▽

PR #1325, opened 2023-10-05
Fix panel scrollbar and sizing

### LINKED ISSUE #1315: Extension Panel Quick Improvements
We want to fit more content in max height and fix scrollbar issues:
- reduce spacings: https://www.figma.com/file/GIWeYHGf3bUQzCd3LK9VmL/Ghostery-Panel?type=design&node-id=1810%3A2762&mode=design&t=uIcsQZhJwUQrNGot-1
- removed Ghostery Settings label
- improve scrollbar: https://www.figma.com/file/GIWeYHGf3bUQzCd3LK9VmL/Ghostery-Panel?type=design&node-id=1821%3A2631&mode=design&t=uIcsQZhJwUQrNGot-1
- improve trackers wheel

smalluban:
Fixes #1315.

After a few attempts at the scrolling container problem, I finally found a pure CSS solution. Might be accidentally :P At first, I thought about counting children's heights and checking if they could fit into the view. However, making this scrolling container for a shadow requires nesting it in the container element. It looks like if you create a proper nested structure of flex containers, the `overflow: scroll` does not make it 0px height (as it is if you just put an element directly).

About the scrollbar styling - @kalinme - I would leave it as if you style the scrollbar, it won't hide when it is not needed, which looks worse than the default one. As the above fix makes it visible only in the container, I think it looks more than fine on Windows 10 (checked Edge, Opera, and Firefox).

The PR also makes the notification alert smaller (as it won't fit in the header anymore), and removed the notification alert on top when the user is not onboarded - it makes the things too high, so scrolling appears (I think it is not needed there, as there are so many CTAs to start onboarding).

### Firefox macOS

Zrzut ekranu 2023-10-5 o 16 27 44
Zrzut ekranu 2023-10-5 o 16 27 40
Zrzut ekranu 2023-10-5 o 16 27 19
Zrzut ekranu 2023-10-5 o 16 27 12

### Firefox Windows 10

Zrzut ekranu 2023-10-5 o 16 30 42
Zrzut ekranu 2023-10-5 o 16 31 07
Zrzut ekranu 2023-10-5 o 16 31 16
Zrzut ekranu 2023-10-5 o 16 31 34


extension-manifest-v3/src/pages/panel/views/home.js
```diff
@@ -106,168 +75,137 @@ export default {
...
+                  Enable Ghostery
+                </a>
+              </gh-panel-button>
+            `}
+        <gh-panel-container>
+          ${stats.domain
+            ? html`
+                <ui-panel-stats
+                  domain="${stats.domain}"
+                  categories="${stats.topCategories}"
```
chrmod, line 130: white space?

extension-manifest-v3/src/pages/panel/components/container.js
```diff
@@ -0,0 +1,82 @@
...
+      el.scrollTop + el.clientHeight < el.scrollHeight,
+    );
+  } else {
+    shadowTop.classList.remove('show');
+    shadowBottom.classList.remove('show');
+  }
+}
+
+export default {
+  _: {
```
chrmod, line 23: that's just a convention to manage the attached side effects, right?

How about using a symbol instead ? ;) jk

chrmod (changes requested):

extension-manifest-v3/src/pages/panel/views/home.js
smalluban: Not sure what you mean, this is just prettier...

extension-manifest-v3/src/pages/panel/components/container.js
smalluban: This might be a missing feature of hybrids. There is no simple way to attach `connect/disconnect` callback directly to the `render/content` properties. They must be functions to work properly, so you must create another property with the `connect()` method. The value of this property is irrelevant in this case, so I just have used `_` for convenience. 

Symbols are not iterated using `Object.keys()`, and this is by design, as `[router.connect]` and other similar properties use symbols, to avoid generating properties on the host.

extension-manifest-v3/src/store/tab-stats.js
```diff
@@ -33,26 +33,24 @@ const Stats = {
...
-    }, {});
+    const counts = Object.entries(
+      categories.reduce((acc, category) => {
+        acc[category] = (acc[category] || 0) + 1;
+        return acc;
+      }, {}),
+    );
 
-    const sorted = Object.entries(counts).sort((a, b) => b[1] - a[1]);
+    if (counts.length < 6) return categories;
```
chrmod, line 43: categories have to be sorted by name in order for this to work correctly

chrmod (changes requested):

chrmod (dismissed):

kalinme (approved):

chrmod (approved):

△

• _Task_
Quote in full each line from the top of the records above through the line with "Fixes #1315."; stop after that line.

• _Expected answer_
PR #1325, opened 2023-10-05
Fix panel scrollbar and sizing

### LINKED ISSUE #1315: Extension Panel Quick Improvements
We want to fit more content in max height and fix scrollbar issues:
- reduce spacings: https://www.figma.com/file/GIWeYHGf3bUQzCd3LK9VmL/Ghostery-Panel?type=design&node-id=1810%3A2762&mode=design&t=uIcsQZhJwUQrNGot-1
- removed Ghostery Settings label
- improve scrollbar: https://www.figma.com/file/GIWeYHGf3bUQzCd3LK9VmL/Ghostery-Panel?type=design&node-id=1821%3A2631&mode=design&t=uIcsQZhJwUQrNGot-1
- improve trackers wheel

smalluban:
Fixes #1315.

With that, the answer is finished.